[Start of Attachment]

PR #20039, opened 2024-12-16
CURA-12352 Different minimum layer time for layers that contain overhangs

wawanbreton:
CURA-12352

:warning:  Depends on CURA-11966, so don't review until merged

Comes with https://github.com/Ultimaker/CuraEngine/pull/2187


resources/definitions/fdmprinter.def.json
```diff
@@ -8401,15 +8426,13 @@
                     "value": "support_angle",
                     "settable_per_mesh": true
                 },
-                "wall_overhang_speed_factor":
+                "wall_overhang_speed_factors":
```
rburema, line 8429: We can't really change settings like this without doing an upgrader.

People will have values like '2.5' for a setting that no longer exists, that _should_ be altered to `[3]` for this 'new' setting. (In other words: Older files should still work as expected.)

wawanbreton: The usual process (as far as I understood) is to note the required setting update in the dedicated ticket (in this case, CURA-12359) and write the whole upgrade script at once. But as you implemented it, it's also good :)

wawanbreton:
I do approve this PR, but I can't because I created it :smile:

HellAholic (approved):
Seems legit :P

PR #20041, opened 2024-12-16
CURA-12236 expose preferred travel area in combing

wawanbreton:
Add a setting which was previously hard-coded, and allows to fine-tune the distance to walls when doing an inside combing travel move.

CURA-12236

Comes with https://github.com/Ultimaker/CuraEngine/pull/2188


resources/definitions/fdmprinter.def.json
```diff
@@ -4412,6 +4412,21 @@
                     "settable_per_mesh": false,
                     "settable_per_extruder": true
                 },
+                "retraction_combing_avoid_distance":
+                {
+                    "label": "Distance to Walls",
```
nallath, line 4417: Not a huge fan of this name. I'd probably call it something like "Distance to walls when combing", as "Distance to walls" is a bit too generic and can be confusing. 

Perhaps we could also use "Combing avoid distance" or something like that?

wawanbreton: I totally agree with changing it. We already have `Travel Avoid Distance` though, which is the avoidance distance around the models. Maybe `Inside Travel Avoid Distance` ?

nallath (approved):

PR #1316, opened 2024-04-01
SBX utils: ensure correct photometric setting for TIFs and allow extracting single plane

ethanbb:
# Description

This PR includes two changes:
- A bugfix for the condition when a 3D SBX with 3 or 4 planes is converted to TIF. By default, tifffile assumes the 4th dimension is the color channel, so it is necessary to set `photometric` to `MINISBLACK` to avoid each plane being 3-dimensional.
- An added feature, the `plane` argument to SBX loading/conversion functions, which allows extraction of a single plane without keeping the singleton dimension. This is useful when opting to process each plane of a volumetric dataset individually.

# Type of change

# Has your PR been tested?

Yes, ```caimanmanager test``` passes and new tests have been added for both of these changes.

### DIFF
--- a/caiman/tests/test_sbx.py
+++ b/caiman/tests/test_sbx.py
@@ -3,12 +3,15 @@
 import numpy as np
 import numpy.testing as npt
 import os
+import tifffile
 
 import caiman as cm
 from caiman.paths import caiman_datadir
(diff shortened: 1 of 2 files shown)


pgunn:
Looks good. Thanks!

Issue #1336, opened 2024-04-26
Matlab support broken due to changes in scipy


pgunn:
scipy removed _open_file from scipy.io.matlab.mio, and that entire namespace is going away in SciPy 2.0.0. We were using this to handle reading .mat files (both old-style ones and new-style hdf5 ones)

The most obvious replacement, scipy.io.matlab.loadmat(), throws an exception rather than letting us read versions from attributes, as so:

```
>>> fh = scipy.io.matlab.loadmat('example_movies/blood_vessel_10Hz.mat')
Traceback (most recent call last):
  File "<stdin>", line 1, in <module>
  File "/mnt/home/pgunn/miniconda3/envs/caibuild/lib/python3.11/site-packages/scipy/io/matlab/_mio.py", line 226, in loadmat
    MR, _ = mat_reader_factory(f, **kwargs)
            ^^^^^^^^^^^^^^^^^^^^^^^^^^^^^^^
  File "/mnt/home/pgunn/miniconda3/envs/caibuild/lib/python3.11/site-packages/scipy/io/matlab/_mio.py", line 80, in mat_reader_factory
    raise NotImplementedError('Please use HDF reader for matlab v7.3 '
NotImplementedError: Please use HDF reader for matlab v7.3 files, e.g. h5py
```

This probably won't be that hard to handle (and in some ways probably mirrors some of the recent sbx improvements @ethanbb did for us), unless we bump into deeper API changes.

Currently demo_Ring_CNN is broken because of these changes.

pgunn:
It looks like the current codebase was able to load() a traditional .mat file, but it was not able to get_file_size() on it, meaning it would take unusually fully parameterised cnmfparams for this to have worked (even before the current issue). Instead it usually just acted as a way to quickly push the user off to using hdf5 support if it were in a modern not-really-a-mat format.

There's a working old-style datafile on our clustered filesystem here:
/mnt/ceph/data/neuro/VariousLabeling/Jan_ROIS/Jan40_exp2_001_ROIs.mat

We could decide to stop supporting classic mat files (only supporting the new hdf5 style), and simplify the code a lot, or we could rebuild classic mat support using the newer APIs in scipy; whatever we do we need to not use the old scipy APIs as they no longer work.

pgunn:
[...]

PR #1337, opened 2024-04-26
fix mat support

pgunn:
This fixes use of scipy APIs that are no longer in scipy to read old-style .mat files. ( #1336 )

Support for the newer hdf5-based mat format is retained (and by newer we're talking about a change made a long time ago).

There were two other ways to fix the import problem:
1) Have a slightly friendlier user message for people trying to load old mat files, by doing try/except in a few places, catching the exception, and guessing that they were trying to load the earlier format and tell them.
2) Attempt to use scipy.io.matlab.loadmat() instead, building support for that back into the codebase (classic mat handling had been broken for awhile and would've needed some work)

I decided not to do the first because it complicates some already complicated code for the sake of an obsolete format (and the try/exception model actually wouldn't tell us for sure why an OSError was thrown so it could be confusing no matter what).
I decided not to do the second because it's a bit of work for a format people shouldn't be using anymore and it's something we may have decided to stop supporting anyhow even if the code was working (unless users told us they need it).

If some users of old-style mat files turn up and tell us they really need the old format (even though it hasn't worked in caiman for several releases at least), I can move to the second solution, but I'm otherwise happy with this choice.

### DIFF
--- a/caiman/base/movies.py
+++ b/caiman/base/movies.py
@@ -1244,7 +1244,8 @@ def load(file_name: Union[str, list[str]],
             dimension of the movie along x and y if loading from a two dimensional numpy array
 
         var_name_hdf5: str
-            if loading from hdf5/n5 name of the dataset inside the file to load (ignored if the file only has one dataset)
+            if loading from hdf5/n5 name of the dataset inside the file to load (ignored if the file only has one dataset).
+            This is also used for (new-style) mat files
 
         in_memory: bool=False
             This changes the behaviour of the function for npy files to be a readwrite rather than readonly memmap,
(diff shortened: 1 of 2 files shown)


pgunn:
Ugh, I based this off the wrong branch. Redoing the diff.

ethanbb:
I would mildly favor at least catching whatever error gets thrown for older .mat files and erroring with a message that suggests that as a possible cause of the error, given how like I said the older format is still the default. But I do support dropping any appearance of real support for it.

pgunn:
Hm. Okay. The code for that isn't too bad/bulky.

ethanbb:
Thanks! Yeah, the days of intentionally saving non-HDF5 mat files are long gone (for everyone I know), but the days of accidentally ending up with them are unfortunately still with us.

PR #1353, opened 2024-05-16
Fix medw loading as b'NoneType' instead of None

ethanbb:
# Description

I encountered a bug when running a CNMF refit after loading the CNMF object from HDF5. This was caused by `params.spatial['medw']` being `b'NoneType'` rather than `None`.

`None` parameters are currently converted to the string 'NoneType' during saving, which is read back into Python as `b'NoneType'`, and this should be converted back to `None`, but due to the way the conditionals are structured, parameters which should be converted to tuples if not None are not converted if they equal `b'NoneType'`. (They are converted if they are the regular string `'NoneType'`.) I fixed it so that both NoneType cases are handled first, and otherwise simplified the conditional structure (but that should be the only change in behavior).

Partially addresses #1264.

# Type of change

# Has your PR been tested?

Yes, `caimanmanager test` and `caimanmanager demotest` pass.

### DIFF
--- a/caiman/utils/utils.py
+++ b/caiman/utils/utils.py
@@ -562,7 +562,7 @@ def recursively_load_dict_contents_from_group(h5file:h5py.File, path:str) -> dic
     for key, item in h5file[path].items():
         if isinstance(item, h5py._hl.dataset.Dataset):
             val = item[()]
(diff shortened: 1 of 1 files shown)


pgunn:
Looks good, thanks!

[End of Attachment]
[Start of Attachment]

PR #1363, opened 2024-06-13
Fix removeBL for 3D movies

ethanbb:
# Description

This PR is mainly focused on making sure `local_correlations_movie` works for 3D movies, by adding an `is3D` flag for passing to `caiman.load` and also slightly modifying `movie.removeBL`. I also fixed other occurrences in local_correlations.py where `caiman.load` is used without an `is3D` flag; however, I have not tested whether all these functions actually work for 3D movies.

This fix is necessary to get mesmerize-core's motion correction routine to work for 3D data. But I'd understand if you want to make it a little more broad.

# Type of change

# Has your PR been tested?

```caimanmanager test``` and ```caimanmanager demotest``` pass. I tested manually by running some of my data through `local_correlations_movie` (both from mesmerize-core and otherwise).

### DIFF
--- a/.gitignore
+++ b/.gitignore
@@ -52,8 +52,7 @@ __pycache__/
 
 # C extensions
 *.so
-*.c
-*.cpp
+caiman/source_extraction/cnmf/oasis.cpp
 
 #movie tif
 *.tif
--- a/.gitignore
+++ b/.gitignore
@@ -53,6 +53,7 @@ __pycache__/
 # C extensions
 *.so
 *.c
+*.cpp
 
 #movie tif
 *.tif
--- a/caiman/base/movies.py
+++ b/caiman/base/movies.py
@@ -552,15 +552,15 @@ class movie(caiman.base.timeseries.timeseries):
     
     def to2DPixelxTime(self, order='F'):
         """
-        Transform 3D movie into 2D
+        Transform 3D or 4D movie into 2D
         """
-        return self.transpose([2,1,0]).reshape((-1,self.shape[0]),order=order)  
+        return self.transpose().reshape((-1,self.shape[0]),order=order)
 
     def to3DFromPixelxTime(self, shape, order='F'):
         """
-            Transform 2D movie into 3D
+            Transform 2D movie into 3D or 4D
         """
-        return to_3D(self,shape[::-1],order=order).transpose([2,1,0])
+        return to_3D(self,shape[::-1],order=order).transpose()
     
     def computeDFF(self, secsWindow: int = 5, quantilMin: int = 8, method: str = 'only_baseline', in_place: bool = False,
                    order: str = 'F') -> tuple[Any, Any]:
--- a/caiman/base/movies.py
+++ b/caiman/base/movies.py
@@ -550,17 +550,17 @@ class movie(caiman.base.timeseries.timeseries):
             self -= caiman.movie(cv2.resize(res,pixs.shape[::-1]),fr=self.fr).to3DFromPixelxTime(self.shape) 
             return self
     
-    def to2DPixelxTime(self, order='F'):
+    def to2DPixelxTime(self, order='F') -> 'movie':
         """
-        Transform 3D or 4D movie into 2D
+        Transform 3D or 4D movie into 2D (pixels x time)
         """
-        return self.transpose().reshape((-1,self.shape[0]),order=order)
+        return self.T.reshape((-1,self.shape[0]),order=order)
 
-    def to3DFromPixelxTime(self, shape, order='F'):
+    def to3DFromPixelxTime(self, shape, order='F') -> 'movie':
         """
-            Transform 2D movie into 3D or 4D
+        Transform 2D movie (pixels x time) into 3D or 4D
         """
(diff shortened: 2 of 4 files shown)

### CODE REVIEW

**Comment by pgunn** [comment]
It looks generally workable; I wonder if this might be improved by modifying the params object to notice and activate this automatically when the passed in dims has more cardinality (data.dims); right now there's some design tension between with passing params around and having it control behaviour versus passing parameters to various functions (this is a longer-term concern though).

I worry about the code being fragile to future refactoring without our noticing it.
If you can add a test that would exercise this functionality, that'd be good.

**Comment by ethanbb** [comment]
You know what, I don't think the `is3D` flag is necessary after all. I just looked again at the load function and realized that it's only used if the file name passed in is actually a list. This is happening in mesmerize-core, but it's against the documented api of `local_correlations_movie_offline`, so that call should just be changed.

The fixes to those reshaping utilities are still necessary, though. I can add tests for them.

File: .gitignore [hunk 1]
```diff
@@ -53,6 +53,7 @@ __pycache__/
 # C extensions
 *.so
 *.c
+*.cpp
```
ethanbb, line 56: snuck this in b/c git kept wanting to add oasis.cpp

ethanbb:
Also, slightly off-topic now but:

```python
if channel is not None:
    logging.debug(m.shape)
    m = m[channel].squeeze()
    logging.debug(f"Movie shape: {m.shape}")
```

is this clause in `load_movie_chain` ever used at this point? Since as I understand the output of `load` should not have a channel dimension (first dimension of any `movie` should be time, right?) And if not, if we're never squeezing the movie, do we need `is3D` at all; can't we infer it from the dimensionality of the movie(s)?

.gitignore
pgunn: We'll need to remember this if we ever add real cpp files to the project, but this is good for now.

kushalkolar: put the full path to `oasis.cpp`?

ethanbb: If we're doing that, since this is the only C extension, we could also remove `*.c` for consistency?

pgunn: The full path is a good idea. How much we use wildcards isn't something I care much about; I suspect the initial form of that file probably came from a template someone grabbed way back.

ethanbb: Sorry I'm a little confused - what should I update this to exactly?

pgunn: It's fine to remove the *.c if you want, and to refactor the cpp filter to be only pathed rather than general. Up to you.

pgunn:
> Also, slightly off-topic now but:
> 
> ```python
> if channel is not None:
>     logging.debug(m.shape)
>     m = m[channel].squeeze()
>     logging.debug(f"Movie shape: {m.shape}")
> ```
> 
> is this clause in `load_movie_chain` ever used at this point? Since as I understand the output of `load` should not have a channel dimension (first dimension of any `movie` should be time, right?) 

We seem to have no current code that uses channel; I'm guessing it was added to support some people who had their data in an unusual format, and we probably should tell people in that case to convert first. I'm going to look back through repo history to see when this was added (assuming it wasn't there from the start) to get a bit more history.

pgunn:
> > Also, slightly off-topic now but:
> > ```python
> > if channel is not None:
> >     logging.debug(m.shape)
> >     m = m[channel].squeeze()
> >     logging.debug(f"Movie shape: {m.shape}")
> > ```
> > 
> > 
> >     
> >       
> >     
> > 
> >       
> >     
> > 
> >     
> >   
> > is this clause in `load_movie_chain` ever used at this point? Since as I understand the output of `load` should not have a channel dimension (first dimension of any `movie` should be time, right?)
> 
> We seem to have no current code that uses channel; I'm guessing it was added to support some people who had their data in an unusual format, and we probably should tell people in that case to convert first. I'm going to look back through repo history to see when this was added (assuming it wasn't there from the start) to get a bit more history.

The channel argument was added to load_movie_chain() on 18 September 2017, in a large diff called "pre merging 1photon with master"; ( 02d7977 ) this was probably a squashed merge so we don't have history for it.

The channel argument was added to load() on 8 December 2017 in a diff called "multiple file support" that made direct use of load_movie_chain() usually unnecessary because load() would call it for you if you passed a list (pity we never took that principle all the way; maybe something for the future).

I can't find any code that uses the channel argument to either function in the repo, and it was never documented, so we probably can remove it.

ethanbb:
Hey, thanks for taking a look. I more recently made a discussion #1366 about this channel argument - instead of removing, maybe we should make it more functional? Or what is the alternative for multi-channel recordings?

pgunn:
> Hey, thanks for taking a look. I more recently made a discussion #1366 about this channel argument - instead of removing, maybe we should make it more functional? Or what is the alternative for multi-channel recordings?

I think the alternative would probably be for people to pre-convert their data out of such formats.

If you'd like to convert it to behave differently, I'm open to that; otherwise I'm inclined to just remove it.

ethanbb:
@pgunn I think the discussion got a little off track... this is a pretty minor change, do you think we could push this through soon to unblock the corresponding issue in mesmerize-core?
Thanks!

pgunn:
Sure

[End of Attachment]
[Start of Attachment]

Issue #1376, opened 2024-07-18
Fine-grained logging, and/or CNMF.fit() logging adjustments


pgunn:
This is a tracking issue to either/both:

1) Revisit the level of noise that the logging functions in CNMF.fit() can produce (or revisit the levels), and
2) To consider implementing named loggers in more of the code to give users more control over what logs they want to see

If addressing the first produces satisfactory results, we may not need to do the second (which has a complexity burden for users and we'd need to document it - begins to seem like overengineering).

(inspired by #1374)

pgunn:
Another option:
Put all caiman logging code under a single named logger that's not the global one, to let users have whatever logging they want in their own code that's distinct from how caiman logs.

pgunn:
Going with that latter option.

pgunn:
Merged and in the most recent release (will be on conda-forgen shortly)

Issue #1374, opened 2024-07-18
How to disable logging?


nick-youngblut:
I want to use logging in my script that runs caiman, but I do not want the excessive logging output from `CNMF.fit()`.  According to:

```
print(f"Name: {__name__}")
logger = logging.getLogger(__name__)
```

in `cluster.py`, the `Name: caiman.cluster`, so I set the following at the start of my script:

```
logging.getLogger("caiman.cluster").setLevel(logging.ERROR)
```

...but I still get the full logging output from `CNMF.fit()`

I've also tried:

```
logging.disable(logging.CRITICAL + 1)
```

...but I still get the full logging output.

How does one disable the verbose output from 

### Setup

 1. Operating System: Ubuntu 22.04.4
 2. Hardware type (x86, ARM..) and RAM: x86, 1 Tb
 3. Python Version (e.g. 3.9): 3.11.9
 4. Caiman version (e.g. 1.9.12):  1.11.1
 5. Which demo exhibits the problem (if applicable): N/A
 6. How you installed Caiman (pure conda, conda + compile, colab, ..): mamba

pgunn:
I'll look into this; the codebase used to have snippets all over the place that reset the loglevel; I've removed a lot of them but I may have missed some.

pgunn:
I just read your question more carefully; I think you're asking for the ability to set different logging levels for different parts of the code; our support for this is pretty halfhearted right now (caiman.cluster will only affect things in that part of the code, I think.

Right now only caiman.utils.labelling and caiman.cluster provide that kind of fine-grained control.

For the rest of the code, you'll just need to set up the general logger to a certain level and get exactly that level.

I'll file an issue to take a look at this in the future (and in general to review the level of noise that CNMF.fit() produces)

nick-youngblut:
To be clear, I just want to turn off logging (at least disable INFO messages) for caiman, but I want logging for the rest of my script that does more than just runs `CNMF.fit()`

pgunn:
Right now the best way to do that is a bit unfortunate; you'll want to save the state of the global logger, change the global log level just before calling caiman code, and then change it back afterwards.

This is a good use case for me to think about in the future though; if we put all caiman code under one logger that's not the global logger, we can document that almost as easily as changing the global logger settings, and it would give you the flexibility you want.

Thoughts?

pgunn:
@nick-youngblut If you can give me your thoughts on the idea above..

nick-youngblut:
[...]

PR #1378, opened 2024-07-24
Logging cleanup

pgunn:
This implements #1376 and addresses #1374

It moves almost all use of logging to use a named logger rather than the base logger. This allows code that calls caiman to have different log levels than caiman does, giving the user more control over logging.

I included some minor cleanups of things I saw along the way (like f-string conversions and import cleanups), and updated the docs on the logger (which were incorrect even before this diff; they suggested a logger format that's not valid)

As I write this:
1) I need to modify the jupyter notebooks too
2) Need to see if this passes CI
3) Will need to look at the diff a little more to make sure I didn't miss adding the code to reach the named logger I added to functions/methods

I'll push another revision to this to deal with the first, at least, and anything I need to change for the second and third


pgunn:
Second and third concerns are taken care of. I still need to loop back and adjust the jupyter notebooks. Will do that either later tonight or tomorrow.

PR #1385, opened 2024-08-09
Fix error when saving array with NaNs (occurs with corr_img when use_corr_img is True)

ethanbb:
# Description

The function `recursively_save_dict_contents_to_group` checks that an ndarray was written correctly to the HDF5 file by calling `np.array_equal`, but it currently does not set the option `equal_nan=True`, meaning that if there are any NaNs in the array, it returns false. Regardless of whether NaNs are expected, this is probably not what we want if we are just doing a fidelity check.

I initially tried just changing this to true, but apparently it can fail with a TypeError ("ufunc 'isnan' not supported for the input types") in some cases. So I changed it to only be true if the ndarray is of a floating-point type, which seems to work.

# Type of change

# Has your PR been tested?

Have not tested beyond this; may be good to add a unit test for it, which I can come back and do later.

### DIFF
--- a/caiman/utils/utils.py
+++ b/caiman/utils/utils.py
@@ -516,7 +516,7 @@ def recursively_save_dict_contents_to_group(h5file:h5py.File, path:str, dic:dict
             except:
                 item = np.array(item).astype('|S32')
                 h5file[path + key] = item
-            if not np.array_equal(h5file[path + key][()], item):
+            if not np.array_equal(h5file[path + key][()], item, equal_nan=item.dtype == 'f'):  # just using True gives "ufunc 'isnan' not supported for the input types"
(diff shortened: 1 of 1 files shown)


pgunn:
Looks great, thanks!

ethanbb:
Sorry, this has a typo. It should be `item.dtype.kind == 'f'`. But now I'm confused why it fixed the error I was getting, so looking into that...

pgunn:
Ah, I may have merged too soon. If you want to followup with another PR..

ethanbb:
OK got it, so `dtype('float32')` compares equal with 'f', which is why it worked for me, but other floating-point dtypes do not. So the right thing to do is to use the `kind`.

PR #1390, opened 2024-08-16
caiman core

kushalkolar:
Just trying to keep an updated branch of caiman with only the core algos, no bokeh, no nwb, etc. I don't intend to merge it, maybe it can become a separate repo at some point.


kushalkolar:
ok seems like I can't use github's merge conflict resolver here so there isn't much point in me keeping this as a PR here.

[End of Attachment]

» **DIRECTIONS**
For this exercise, please output exactly the lines above starting at the line with "Ah, I may have" and ending at the line with "ok seems like", ends included.

» **ANSWER BELOW**
Ah, I may have merged too soon. If you want to followup with another PR..

ethanbb:
OK got it, so `dtype('float32')` compares equal with 'f', which is why it worked for me, but other floating-point dtypes do not. So the right thing to do is to use the `kind`.

PR #1390, opened 2024-08-16
caiman core

kushalkolar:
Just trying to keep an updated branch of caiman with only the core algos, no bokeh, no nwb, etc. I don't intend to merge it, maybe it can become a separate repo at some point.


kushalkolar:
ok seems like I can't use github's merge conflict resolver here so there isn't much point in me keeping this as a PR here.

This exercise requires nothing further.